Assiminea compacta

Scientific classification
- Kingdom: Animalia
- Phylum: Mollusca
- Class: Gastropoda
- Subclass: Caenogastropoda
- Order: Littorinimorpha
- Family: Assimineidae
- Genus: Assiminea
- Species: A. compacta
- Binomial name: Assiminea compacta (P. P. Carpenter, 1864)
- Synonyms: Hydrobia compacta P. P. Carpenter, 1864 ·

= Assiminea compacta =

- Authority: (P. P. Carpenter, 1864)
- Synonyms: Hydrobia compacta P. P. Carpenter, 1864 ·

Species of gastropod

Assiminea compacta is a species of small operculate snail, a marine gastropod mollusc or micromollusc in the family Assimineidae.

==Description==
(Original description in Latin) The shell is smooth, short, compact, and rather broad.
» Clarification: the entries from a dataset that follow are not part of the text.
PR #575, opened 2020-05-12
Be proactive about encoding mismatch

nedtwigg:
As noted [here](https://github.com/openhab/openhab-addons/pull/7449#issuecomment-627162470), it is very destructive for Spotless to run an `apply` operation with an incorrect encoding set.  If the encoding was incorrect, we should error loudly to prevent special characters from being changed.

This PR is just a draft - We can make the error message a lot better, and we can probably go faster by never re-encoding to an entire `byte[]`, and instead just check against the existing `byte[]` as we go.  That also makes it easier to create a good error message, especially for multibyte encodings like UTF-8.


nedtwigg:
If you've got time, I'd love your feedback @andrewfg

Issue #558, opened 2020-04-23
ImportSorter eats comments


jochenberger:
The `ImportSorter` removes comments inside the imports block, i.e.:
before:
```java
package org.example;

import java.util.List;
// this is very important
import java.util.Set;

public class Test {

}
```
after: 
```java
package org.example;

import java.util.List;
import java.util.Set;

public class Test {

}

```

nedtwigg:
If a comment is to the right of an import, it's clear who it should get sorted with.  But for your example, should it count as above its target or below?  One possible option:

```gradle
importSorter(COMMENT_SORTWITH_ABOVE)
importSorter(COMMENT_SORTWITH_BELOW)
importSorter(COMMENT_REMOVE) // the current behavior
importSorter(COMMENT_ERROR)  // a safer default
```

IMO "no comments in the imports" is a reasonable styleguide.  Our importsorter has several issues, but I wonder how Eclipse or IntelliJ handle this.  Happy to take a PR to improve this behavior, but it's extremely low on my todo list.

jochenberger:
Yes, I can see how one would consider comments in between import statements bad style or practice, but in our case, we need them as markers during code generation.
The current behavior however is a problem in my opinion, because a sort step should not remove any code, not even comments. It seems as if you agree, since you added the bug label. :-)
Most (if not all) of the code I know seems to treat single-line comments as belonging to the line (or, more generally speaking, code) below.
However, it just came to my mind that considering the comment to belong to the line below wouldn't actually help with our current use case.
I already said that we generate code. There's a mechanism to be able to add custom code that is left alone when re-generating. Our imports look like this:
```java
package org.example;

import java.util.List;
import java.util.Set;
// begin user-defined imports
import java.util.ArrayList;
import org.example.PersonUtilities;
// end user-defined imports

public class Test {
  ....
}
```

Just treating the comments as a two-line import statement and using the regular import sorting won't help because it would move the `List` and `Set` imports into the user-defined imports.
So, I can think of three solutions that would help us here, ordered from the (IMO) worst to best:
* being able to specify different steps for different targets, i.e. exclude the import sorter for our generated sources
* being able to specify `importSorter(COMMENT_NOOP)` to just skip the sorting if comments are found
[...]

PR #576, opened 2020-05-13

The margins of the spire are scarcely curved outwards. The four whorls are normal, with an apex that is mamillate (nipple-shaped). The whorls are tumid (swollen) with distinct sutures. The spire is shorter, and the base is rounded. The aperture is somewhat oval. The peritreme (the continuous margin of the aperture) is continuous, and the outer lip is well-defined.

==Distribution==
This species occurs in the Rio Grande region.